● Problem description
Please go line by line through the material and copy each one containing the word "Added".
**********
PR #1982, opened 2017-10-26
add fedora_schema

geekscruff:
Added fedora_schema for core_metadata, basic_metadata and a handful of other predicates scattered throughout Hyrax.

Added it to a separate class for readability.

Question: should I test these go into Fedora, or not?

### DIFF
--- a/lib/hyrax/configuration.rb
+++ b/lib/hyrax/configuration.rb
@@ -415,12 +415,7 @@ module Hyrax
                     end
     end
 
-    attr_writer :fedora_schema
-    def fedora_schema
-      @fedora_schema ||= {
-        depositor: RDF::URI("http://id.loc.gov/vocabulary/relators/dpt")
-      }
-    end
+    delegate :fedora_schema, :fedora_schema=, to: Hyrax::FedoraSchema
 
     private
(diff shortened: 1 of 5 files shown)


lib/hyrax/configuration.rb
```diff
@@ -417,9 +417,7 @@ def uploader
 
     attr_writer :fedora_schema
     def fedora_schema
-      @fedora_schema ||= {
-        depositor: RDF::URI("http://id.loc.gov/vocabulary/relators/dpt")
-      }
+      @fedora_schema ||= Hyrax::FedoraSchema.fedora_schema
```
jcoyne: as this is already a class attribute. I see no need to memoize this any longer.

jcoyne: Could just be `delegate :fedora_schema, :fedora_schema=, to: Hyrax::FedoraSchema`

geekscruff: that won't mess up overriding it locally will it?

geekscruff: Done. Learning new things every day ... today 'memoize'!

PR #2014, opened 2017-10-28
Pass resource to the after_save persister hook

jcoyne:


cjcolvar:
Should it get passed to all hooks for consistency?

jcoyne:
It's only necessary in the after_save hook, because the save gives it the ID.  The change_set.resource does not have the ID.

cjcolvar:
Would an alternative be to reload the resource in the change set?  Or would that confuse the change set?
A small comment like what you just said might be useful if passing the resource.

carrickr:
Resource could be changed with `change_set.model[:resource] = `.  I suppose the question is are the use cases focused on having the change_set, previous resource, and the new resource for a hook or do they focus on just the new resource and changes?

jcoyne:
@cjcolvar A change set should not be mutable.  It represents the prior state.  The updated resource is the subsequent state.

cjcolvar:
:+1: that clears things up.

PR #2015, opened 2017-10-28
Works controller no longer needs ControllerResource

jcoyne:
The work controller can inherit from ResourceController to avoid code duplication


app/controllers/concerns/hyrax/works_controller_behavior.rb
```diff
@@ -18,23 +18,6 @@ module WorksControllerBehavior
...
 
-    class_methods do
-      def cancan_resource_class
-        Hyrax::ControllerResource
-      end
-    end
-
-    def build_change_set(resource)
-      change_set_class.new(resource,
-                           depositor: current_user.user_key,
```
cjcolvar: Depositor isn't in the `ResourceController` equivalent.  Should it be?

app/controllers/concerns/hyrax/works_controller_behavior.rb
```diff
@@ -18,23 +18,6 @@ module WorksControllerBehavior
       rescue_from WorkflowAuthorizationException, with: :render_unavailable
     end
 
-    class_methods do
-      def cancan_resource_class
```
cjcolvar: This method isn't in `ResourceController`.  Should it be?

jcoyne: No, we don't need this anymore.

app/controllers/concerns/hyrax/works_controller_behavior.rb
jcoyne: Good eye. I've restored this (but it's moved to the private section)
**********
● Solution to this task
Added fedora_schema for core_metadata, basic_metadata and a handful of other predicates scattered throughout Hyrax.
Added it to a separate class for readability.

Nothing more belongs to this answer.